What people don’t think about is that another woman carries a baby for a couple or single person so automatically the baby(ies) suffer trauma of being taken from the only mother they’ve known.  They carry DNA from the mother as well.  Babies aren’t born as blank slates so have a right to know, like adoptees, who carried them for 9 months.  Not telling them is living a lie the same as sperm donor conceived children deserve the truth although now sperm domors can’t be anonymous now in the UK.

https://www.hfea.gov.uk/donation/donors/rules-around-releasing-donor-information/

Why are donors no longer automatically anonymous?

Before the law was changed in 2005, we consulted widely with donor-conceived people and donors about how donor anonymity should work. We found there was a strong desire on both sides to leave the door open to potential contact if both parties wanted that.

We recognise that the prospect of being contacted by someone conceived from your donation can give rise to a lot of complex emotions.

We also give donor-conceived people the option of having a support worker on hand to act as an intermediary if they’d like to make contact with you.

https://www.dailymail.co.uk/femail/article-9717991/The-British-couples-pay-40-000-child-Ukraines-hellish-baby-factory.html

The British couples who paid £40,000 for a child from Ukraine’s hellish baby factory: Exposed, the heartbreaking reality of slick promises sold to desperate surrogacy tourists

Bianca, 45, and Vinny Smith, 40, said surrogacy dream turned into a ‘nightmare’
The couple from Cheltenham paid £40k to a surrogacy company in the Ukraine
When they arrived for birth of their sons, Max and Alex, four, they were shocked
They saw women kept on a sweltering maternity ward with no air-con ‘like cattle’

By Tom Kelly and Susie Coen For Daily Mail

Published: 23:29, 23 June 2021 | Updated: 08:55, 24 June 2021

Bianca and Vinny Smith went through their packing checklist one last time. There was the paperwork, of course, all carefully ordered, double-checked and labelled. Foreign currency, phrasebooks and medical kits.  Then, neatly stacked side by side, tiny Babygros and vests, packs of newborn nappies, bottles, teats and tins of powdered baby milk. For tomorrow, they would fly out to the Ukraine as a childless married couple and return a few weeks later as parents, to twin boys, born via a surrogate.  After eight failed rounds of IVF and years of heartbreak plus thousands of pounds spent they’d almost given up on their dream of becoming parents. Now they were buzzing with excitement and nerves that finally their dream was about to be realised.  Bianca heard about the biggest surrogacy company in the Ukraine on a Facebook group. ‘They were offering a take-home baby guarantee,’ she says. ‘You pay around £40,000 and you keep going until you get a baby. They’ll swap out egg donors or surrogates until they get it right. And we thought, well, perfect.’
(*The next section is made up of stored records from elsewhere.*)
Issue #1482, opened 2026-07-30
TypeScript: `export const alias = fn` breaks caller/impact traversal — callers/impact of the implementation omit every consumer calling through the alias (2-file repro)


valkyriweb:
## Summary

When a function is re-exported under a value alias (`export const alias = fn`), CodeGraph indexes the call edge to the *alias* and the binding `alias = fn`, but never composes them. `callers` and `impact` on the implementation therefore omit every consumer that calls it through the alias — and report a complete-looking answer with a precise count and no uncertainty marker.

Verified on a 2-file, 6-node repro (below) and reproduced in a 16k-file TypeScript monorepo, where `impact` on a real function omitted both of its production call sites and listed only the definition file and its tests.

## Minimal reproduction

Two files, fresh repo, nothing else:

`impl.ts`
```ts
export function realImpl(): string {
  return "real";
}

export const aliasName = realImpl;
```

`consumer.ts`
```ts
import { aliasName } from "./impl.js";

export function consumerFn(): string {
  return aliasName();
}
```

```bash
git init . && git add -A && git commit -m repro
codegraph init .          # 6 nodes, 8 edges
```

## Actual

```
$ codegraph callers realImpl

Callers of "realImpl" (1):

file        impl.ts
  impl.ts:1

$ codegraph impact realImpl

Impact of changing "realImpl" — 2 affected symbols:

impl.ts
  function    realImpl:1
  file        impl.ts:1
```

`consumer.ts` does not appear in either. Changing `realImpl` breaks `consumerFn`, and impact analysis reports the blast radius as the definition file alone.

The control query shows the missing half of the join is present in the graph:

```
$ codegraph callers aliasName

Callers of "aliasName" (2):

function    consumerFn
  consumer.ts:3

file        consumer.ts
  consumer.ts:1
```

So the index contains `consumerFn → aliasName` and `aliasName = realImpl`. Only the composition is missing.

## Expected

`callers realImpl` and `impact realImpl` should include `consumerFn` / `consumer.ts`, by resolving value aliases whose initializer is a direct reference to an indexed function. Failing that, the output should mark the result as potentially incomplete rather than presenting a count.

## Why this is more than a missing edge

The failure is a false negative shaped like a complete answer. There is no "exact match not found" or "possible missing edges" signal, so a consumer cannot distinguish "nothing depends on this" from "the traversal stopped early".

[...]

PR #1484, opened 2026-07-30
fix(resolution): resolve `.js` import specifiers to their TS source

valkyriweb:
Fixes the first of the two root causes behind #1482.

## The bug

`EXTENSION_RESOLUTION` only ever **appends** a suffix. So a NodeNext-style relative specifier is tried as:

```
./x.js  ->  x.js.ts   x.js.tsx   x.js.d.ts   ...   x.js
```

`x.ts` is never tried. `resolveRelativeImport` returns `null`.

That matters more than it looks, because `"moduleResolution": "NodeNext"` **requires** the emitted extension on relative imports. In such a project *no relative import resolves at all* — every reference falls through to Strategy 3, the name-matcher. Name-matching cannot cross a rename, so a default import or an aliased import silently reports **0 callers** with full confidence.

One 16k-file TypeScript project I measured has **32,732 `.js` specifiers and 0 extensionless ones**. For that repo, import-based resolution was effectively off.

## The fix

A small rewrite table, tried **only after the literal path**:

| specifier | candidates |
|---|---|
| `.js` | `.ts`, `.tsx`, `.d.ts` |
| `.jsx` | `.tsx`, `.jsx`, `.d.ts` |
| `.mjs` | `.mts`, `.d.mts` |
| `.cjs` | `.cts`, `.d.cts` |

Applied in `resolveRelativeImport` and in `resolveAliasedImport`'s `tryWithExt`, gated to TS-family languages.

Ordering is the safety property: a real emitted `.js` sitting on disk beside its source still wins, so **no currently-resolving import changes target**. There is a test for exactly that.

## Tests

`__tests__/js-specifier-ts-resolution.test.ts`, 3 cases:

1. default import through `./impl.js` — resolves to `impl.ts`
2. `.mjs` / `.cjs` -> `.mts` / `.cts`
3. `./emitted.js` where **both** `emitted.js` and `emitted.ts` exist — the real `.js` wins

Each fixture imports under a *different local name* than the declaration, so the name-matcher cannot rescue the edge; the assertion isolates import resolution.

On `main` cases 1 and 2 fail and case 3 passes; with the fix all three pass.

## Verification

- full suite on this branch: **2,533 passed, 0 failed, 175 skipped**
- the 175 skips are the `kernel-*-parity` files, expected without a native kernel build (`CODEGRAPH_KERNEL=0`)
- real-world: a 18.4k-file TS/polyglot repo re-indexed in 1m30s, edges **1,262,985 -> 1,268,309 (+5,324)**, and a `callers` query that previously returned nothing now returns both true call sites

## Not covered

I did not build the Rust kernel, so **the kernel path for this change is unvalidated**. Both changed functions live in the TS resolution layer above it, but you'll want to confirm that.

---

But author Bianca, 45, claims their surrogacy dream turned into a ‘nightmare’ after they flew into the Ukraine for the birth of their sons, Max and Alex, now nearly four.  There she saw, first hand, the true scale of the country’s shocking surrogate baby trade: women kept on a sweltering maternity ward with no air conditioning ‘like cattle’.  Surrogates forced to wash with bottles of water in filthy toilets, as there were no showers and they were too terrified to complain through fear of reprisals against their families.  The Smiths have since discovered that their surrogate, an unmarried mother-of-two from rural Ukraine, was rushed into emergency surgery for several blood transfusions after giving birth to their twins. They still feel guilty about what the surrogate went through on their behalf.  ‘It’s very difficult for us to find out exactly how the surrogates were treated because of the language barrier,’ says Bianca. ‘But everyone I know who has been through the same firm as us has not been happy.’

The unavoidable fact is the couple, who are originally from Cheltenham, unwittingly fuelled a scandalous billion-pound international surrogacy trade in the Ukraine.  ‘We adore our boys, but we are always thinking about our surrogate,’ Bianca says. ‘If only we had known about how she was treated, we would have done everything we could to make her experience better.’

While surrogacy is legal in the UK, the only payments allowed are expenses, i.e. those incurred as a result of the pregnancy, such as medical bills and compensation for time off work. Consequently, the number of UK women volunteering as surrogates is small which drives many couples abroad.  The Ukraine is one of the few places in the world where commercial surrogacy is allowed, since Cambodia, India, Nepal and Thailand all banned it in recent years owing to the abusive treatment of women.  Some countries, such as Spain, refuse to register children born from surrogates in the Ukraine because of similar concerns.  With no such restrictions here, dozens of highly organised Ukrainian companies are free to target the UK market. Through slick, promotional events, they use marketing videos featuring happy British couples with their babies. Their surrogates,they assure customers, are treated ‘like diamonds’.  But the brutal reality is that women are frequently kept under ‘surveillance’ during the final weeks of their pregnancies, banned from having contact with partners or other loved ones and forced to live under curfew, facing hefty fines if they break rules.  Some were abandoned while in terrible pain, left with huge medical bills and are unable to have children of their own following complications in pregnancy.  One who had been through open-heart surgery was allowed to bear a child despite the risk and was forcibly separated from her own son. Another woman revealed the clinic had missed her now incurable cervical cancer in pre-pregnancy checks.  While the women are paid around £10,000 to carry babies for foreign couples more than twice the average annual salary the mental and physical cost is painfully high.  Meanwhile, there seems to be no age restriction to couples who want a surrogate child. One agency told of a UK couple who wanted an heir for their property empire so had a child in their late 60s using the father’s sperm and a donor egg. When our undercover reporters posed as an elderly couple, they were told by several agencies it would be ‘no problem’.  Bianca, who lives in Cozumel, Mexico, where Vinny is stationed as a military consultant, says the couple had tried to accept being childless. Then Bianca found out about the Ukrainian ‘guaranteed baby’ VIP programme for £43,000. They flew out in July 2016 for a consultation, and Bianca says: ‘Everything seemed perfect we were excited.’

Three months later, they returned to Kiev for Vinny’s sperm deposit and to choose their egg donor from a database that included pictures and videos of the Ukrainian women, and details such as eye colour, height and weight, education and occupation.  Their surrogate, a 29-year-old baker, was found within a week. ‘I knew she was doing it for the money but that didn’t alarm me. I have a friend in the U.S. who has been a surrogate four times and does it for the money. I didn’t see it as exploitation,’ Bianca says.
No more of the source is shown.